Security Engineering 101

  • Systems Engineering is a discipline of applying knowledge to create or acquire a system that is composed of interrelated elements collaborating for a common purpose throughout the system development life cycle (SDLC), or system life cycle (SLC). A life cycle is a collection of predefined stages and processes.
  • Security Engineering is a specialty discipline of systems engineering. It addresses the protection needs or security requirements throughout the system life cycle.

Source: The Effective CISSP: Security and Risk Management

NIST SP 800-160 V1 and ISO 15288
NIST SP 800-160 V1 and ISO 15288
NIST SDLC and RMF

Development Life Cycle

A life cycle of a subject refers to its lifetime from the cradle to the grave. A development life cycle can be divided into a set of phases. There are a couple of processes or activities completed in each phase. The “development” life cycle can be misleading nowadays because a system or software is not only developed, but delivered for production, maintained, and finally disposed of. Moreover, “development” refers to both make/build and buy/acquisition in a broad sense.

SDLC
System SDLC vs Software SDLC

Requirements Engineering

Requirements engineering is a discipline of collecting, eliciting, recording, analyzing, specifying, validating, and tracing requirements and managing changes to them.

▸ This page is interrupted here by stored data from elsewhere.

PR #523, opened 2024-05-06
feat: standardize on libncurses-dev for dpkg package probing

### LINKED ISSUE #522: Over-optimized for happy path in "Probe failed for libncurses5-dev" warning.

I think I overoptimized PR #521 for #518, the real intent of the warning ends up looking messy for users:

image

I'd like to give the fix another go with a more sophisticated approach that tests for either package, and then warns if none are found by favoring `libncurses-dev`.

My proposal is to include both libraries individually in `common_debian_pkgs` and then extend the probe loop by special-casing the `*ncurses*` package tests, only warn if none are found, and ensure this works for all os releases, not just deb-based.

I've tried to use expansion to test for either package, which works in a bash/zsh shell:

image

But not in sh:

image

#### Additional context

This will then encourage users to favor the "new" package, but not complain if the system only has "5" installed.

03juan:
# Description

Improve the error message introduced by relaxing the pkg probe with wildcards.

Closes #522 

## Improvement

```sh
$ ./kerl build 26.2.5
Extracting source code for normal build...
Building (normal) Erlang/OTP 26.2.5 (26.2.5); please wait...
Initializing (build) log file at /home/juan/.kerl/builds/26.2.5/otp_build_26.2.5.log.
WARNING: [packages] Probe failed for libncurses-dev (distro: ubuntu): probe "dpkg-query -Wf'${db:Status-abbrev}' "libncurses-dev" 2>/dev/null | \grep -q '^i'" returned 1
^C

$ dpkg-query -Wf'${db:Status-abbrev}' libncurses-dev libncurses5-dev 
dpkg-query: no packages found matching libncurses-dev
dpkg-query: no packages found matching libncurses5-dev

$ head -13 /home/juan/.kerl/builds/26.2.5/otp_build_26.2.5.log
*** Mon May  6 11:47:48 SAST 2024 - kerl build 26.2.5 ***
Build options:
* KERL_BUILD_DOCS=yes
[packages] Found Ubuntu 24.04 LTS with ID ubuntu
[packages] Release ID found in /etc/os-release: ubuntu
[packages] Found package declarations for your Linux distro: ubuntu
[packages] Probe success for automake (distro: ubuntu)!
[packages] Probe success for autoconf (distro: ubuntu)!
[packages] Probe success for gcc (distro: ubuntu)!
[packages] Probe success for make (distro: ubuntu)!
[packages] Probe success for libssl-dev (distro: ubuntu)!
[packages] Probe success for g++ (distro: ubuntu)!
[packages] Probe failed for libncurses-dev (distro: ubuntu): probe "dpkg-query -Wf'${db:Status-abbrev}' "libncurses-dev" 2>/dev/null | \grep -q '^i'" returned 1
```

### DIFF
--- a/kerl
+++ b/kerl
@@ -882,7 +882,7 @@ _apk() {
 
 common_ALL_pkgs="gcc make"
 common_ALL_BUILD_BACKEND_git_pkgs="automake autoconf"
-common_debian_pkgs="${common_ALL_pkgs} libssl-dev libncurses[^w]*dev g++"
+common_debian_pkgs="${common_ALL_pkgs} libssl-dev libncurses-dev g++"
 
 # To add package guessing magic for your Linux distro/package,
 # create a variable named _KPP_<distro>_pkgs where the content


kerl
```diff
@@ -971,20 +971,40 @@ probe_pkgs() {
...
             probe_res=$?
-            if [ "${probe_res}" != 0 ]; then
-                msg="[packages] Probe failed for ${pkg} (distro: ${os_release_id}): probe \"${probe}\" returned ${probe_res}"
-                log_build_entry "${msg}"
-                warn "${msg}"
-            else
-                log_build_entry "[packages] Probe success for ${pkg} (distro: ${os_release_id})!"
-            fi
+            case "${pkg}" in
+            *ncurses*)
```
03juan, line 984: This ensures `ncurses-dev` apk and `ncurses-devel` rpm are also considered so we also skip the test at L1004 for those os's.

paulo-ferraz-oliveira:
@03juan, thanks for the pr.

I'm not a big fan of the approach, though. That code will have to be maintained, and it's recently been "improved" to make probing simpler. Making it less so reverts us back to where we were.

Can we just go back to a specific (more recent) version name and apply the strategy that was in place? If you're using an older package/OS you get a warning, but that's about it, the process doesn't stop nor are you forced to take the warning into account.

Thanks.

03juan:
Completely agree

paulo-ferraz-oliveira:
I think you may need to rebase this on the main branch.

03juan:
My apologies. Rebased, squashed and force-pushed.

03juan:
Will you take care of the changelog entry?

paulo-ferraz-oliveira:
Yeah, no worries for the CHANGELOG. Thanks for the pr.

Stakeholder and System Requirements
Stakeholder and System Requirements (Source: NIST SP 800-160 V1)

Design

A design is a solution to the problems or requirements, formulated by disciplinary principles and represented by descriptions, drawings, diagrams, images, models, formulas, and so forth. Architectural design is one of the most significant design work, through which detailed designs will follow.

Architectural and Design Principles

Model

A very detailed description or scaled representation of one component of a larger system that can be created, operated, and analyzed to predict actual operational characteristics of the final produced component. (FIPS 201)

Architecture

A highly structured specification of an acceptable approach within a framework for solving a specific problem. An architecture contains descriptions of all the components of a selected, acceptable solution while allowing certain details of specific components to be variable to satisfy related constraints (e.g., costs, local environment, user acceptability).

Source: FIPS 201

4+1 Views with appropriate diagrams
4+1 Views with appropriate diagrams

Formal Methods

  • techniques based on well-established mathematical concepts for modelling, calculation, and predication used in the specification, design, analysis, construction, and assurance of hardware and software systems. (ISO/IEC 29128:2011)
  • Software engineering method used to specify, develop, and verify the software through application of a rigorous mathematically based notation and language. (CNSSI 4009-2015)
Common Criteria EAL

Framework

  • essential supporting or underlying structure (ISO 9001:2008)
  • documented set of guidelines to create a common understanding of the ways of working. (ISO 37500:2014)

Due diligence

Due diligence is the detailed assessment to inform decision making. For example, according to ISO 37500:2014 (Guidance on outsourcing), Outsourcing due diligence is the “detailed assessment of one or more business processes or production lines, culture, assets, liabilities, intellectual property, judicial and financial situation in order to make the outsourcing decisions.”